Spatio-Temporal Iterative Source–Channel Decoding Aided Video Transmission

Abstract

Low-complexity uncompressed video transmission meets the requirements of home networking and quality/delay-sensitive medical applications. Hence, it has attracted research attention in recent years. The redundancy inherent in the uncompressed video signals may be exploited by joint source–channel decoding to improve the attainable error resilience. Hence, in this treatise, we study the application of iterative joint source–channel decoding aided uncompressed video transmission, where correlation inherent in the video signals is modeled by a first-order Markov process.
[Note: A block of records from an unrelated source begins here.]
PR #512, opened 2020-02-12
Return Exception error type from TryConvert implementations

lopopolo:
This PR continues the push toward removing the `ArtichokeError` type and moving toward a unified error abstraction where all APIs return a variant of `dyn RubyException`.

This PR introduces two new error types in `artichoke_backend::convert`:

- `UnboxRubyError`: returned when failing to unbox a Ruby `Value` into a Rust native type. Raisable as a Ruby `TypeError`.
- `BoxIntoRubyError`: returned when failing to box a Rust value into a Ruby `Value`. This usually occurs when the Ruby box does not have sufficient capacity to store the Rust value. For example, trying to box a `u64` on wasm32. Raisable as a Ruby `TypeError`.

To wire up this change, the converter traits in `artichoke-core` have been modified to encode the error type as an associated type.

`ValueLike::itself` has been removed.

This PR significantly simplified most converter implementations, eliminated many panicking branches, and allowed errors to be propagated as is instead of wrapped.

One thing to look into is whether `RubyException::message` should return a `Cow<[u8]>`.

Expect a followup PR to remove `ArtichokeError` and `BootError`.

### DIFF
--- a/artichoke-backend/src/convert.rs
+++ b/artichoke-backend/src/convert.rs
@@ -62,6 +62,7 @@ pub struct UnboxRubyError {
 }
 
 impl UnboxRubyError {
+    #[must_use]
     pub fn new(value: &Value, into: Rust) -> Self {
         Self {
             from: value.ruby_type(),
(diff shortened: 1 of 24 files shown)


lopopolo:
This PR removes now-unnecessary `map_err` transformations on `Exception`-returning APIs. The only remaining transforms change the semantics of the error, e.g. defining the `Random::DEFAULT` constant returning a `NotDefined::ClassConstant` instead of `NotDefined::Class`.

PR #516, opened 2020-02-13
Handle nested option of Vec without cloning in MatchData#[]

lopopolo:
The iterator expression returns:

    Option<&Option<Vec<u8>>>

This code is refactored to avoid a clone by using a nested pattern and
coercing the resultant `&Vec<u8>` to a slice, which can be correctly
processed by the converter.

This avoids an unnecessary allocation and makes the code easier to read.


lopopolo:
This PR was fixed up in GH-519

PR #519, opened 2020-02-13
Simplify nested Option conversion in MatchData#[]

lopopolo:
Followup to GH-516.

Use `Option::as_deref` to turn `&Option<Vec<u8>>` into `Option<&[u8]>`.
This gives us a nested owned `Option` which lets us call `flatten`.


lopopolo:
this is the net change between GH-516 and this PR:

Screen Shot 2020-02-13 at 12 59 52 AM

Issue #339, opened 2019-11-05
Handle non-UTF-8 OsStr on Windows


lopopolo:
I [asked this question on Twitter](https://twitter.com/artichokeruby/status/1191775611808731142) and got a great answer from @zkat

https://github.com/zkat/srisum-rs/blob/d375909685ae5d100dc5f832b74e09cdf16c3512/src/compute.rs#L23-L42

```rust
// NOTE: This whole dance is to allow us to print out
// the OsStr for the filenames exactly as we received
// them. It's a little bit of overkill, but it guarantees
// the user gets back what they gave and bypasses any
// weird encoding issues with these filenames.
print!("{} ", sri);

#[cfg(unix)]
let output = f.as_bytes();

#[cfg(windows)]
let output: Vec<u16> = f.encode_wide().collect();

let stdout = std::io::stdout();
let mut lock = stdout.lock();
for item in output {
    lock.write_all(&item.to_be_bytes())
        .expect("Failed to write bytes");
}
println!();
```

Our approach will be slightly different because we need a `Vec<u8>` instead of sinking to an `io::Write`.

These two functions need to be modified:

https://github.com/artichoke/artichoke/blob/17502fb91e1f6c2c0bf2462681e2d200685db746/artichoke-backend/src/fs/mod.rs#L142-L158

https://github.com/artichoke/artichoke/blob/17502fb91e1f6c2c0bf2462681e2d200685db746/artichoke-backend/src/fs/mod.rs#L171-L187

In the worst case on Windows, we'll need to allocate a new `Vec<u8>`, so change the signature of all implementations to return `Borrow<'a, [u8]>`.

Windows impl will try to convert to/from `str` first to avoid allocations and fall back to `encode_wide` + `buf.extend(wide.to_be_bytes())` in the non-UTF-8 case.

I also think as part of this change we'll want to move these functions into a platform compat module. They don't really belong in the FS.

The VM and core should only ever deal with `Vec<u8>` and convert as needed to and from `OsStr` at the edges of API boundaries.

lopopolo:
Blocked on GH-338.

lopopolo:
This is no longer blocked now that the windows build is operational

lopopolo:
Now that GH-496 has landed, the right place to add this code is the windows ffi module.

https://github.com/artichoke/artichoke/blob/c2e7710a4099421bf38096e944236e8750fd717e/artichoke-backend/src/ffi/windows.rs#L7-L20

[...]

PR #543, opened 2020-02-26
Replace path converters with bstr functions from ByteSlice

lopopolo:
The `bstr` crate that `artichoke-backend` already depends on implements
converters between `&[u8]` and `&OsStr` in each direction. This replaces
the (identical) implementations in the `ffi` module.

Docs: https://docs.rs/bstr/0.2.11/bstr/#file-paths-and-os-strings

This offloads non-core functionality to a high-quality crate, which is a
maintainability win. This also removes some conditional compilation,
which is another maintainability win.

The public functions for the conversions in FFI remain because they wrap
the `bstr` calls in `Results` with `RubyException` `Err` variants.


lopopolo:
This PR partially closed https://github.com/artichoke/artichoke/issues/339

PR #548, opened 2020-02-29
Bump rust-embed to 5.5.0

lopopolo:
Version 5.5.0 brings in a bugfix that makes paths relative to
`Cargo.toml` even in workspaces. This eliminates the need to copy
`mspec` into the `$OUT_DIR` in `build.rs`.

Because paths are relative to the crate root, the `RustEmbed` derive can
path into `vendor/mspec` directly. This makes hacking on the spec-runner
eaisier since no subsequent builds are required in debug builds to pick
up changes to `mspec`.

This also allows us to drop the `interpolate-folder-path` feature which
removes a transitive dependency on `shellexpand`.

Because there is no build script anymore, build dependencies can go
away.


lopopolo:
Rebase to pull in buildfix from GH-549.

PR #549, opened 2020-03-01
Install cargo-deny from public GitHub release

lopopolo:
Use a blessed build instead of compiling from source. This should
speed up this workflow significantly and remove a failure mode
(compilation failures from mismatched stable compiler and public
release).


lopopolo:
This fixes a build failure in GH-548.

PR #562, opened 2020-03-08
Add core APIs for getting, setting, and removing global variable bindings

lopopolo:
Add `Globals` trait to `artichoke-core` that enables interpreters to get, set, and unset global variables.

This trait wraps mruby with one of the last remaining uses of `unsafe` in `extn` (excluding `mruby` and `ffi` modules).

The core implementation and one prototype of its use in `String#scan` are merged here before tackling `onig` and `utf8` `Regexp` backends in a separate PR.

Followup to GH-557.
Relates to GH-442.


lopopolo:
Fixes GH-116.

First, we propose a spatiotemporal joint source–channel decoding system using a recursive systematic convolutional codec, where both the horizontal and vertical intraframe correlations, as well as the interframe correlations, are exploited by the receiver, hence relying on 3-D information exchange. This scheme may be combined with arbitrary channel codecs. Then, we analyze the three-stage decoder's convergence behavior using 3-D extrinsic information transfer (EXIT) charts. Finally, we benchmark the attainable system performance against a couple of video communication systems, including our previously proposed 2-D scheme, where only intraframe correlations were exploited without invoking a channel codec. Our simulation results show that substantial $E_{b}/N_{0}$ improvements are attainable by the proposed technique.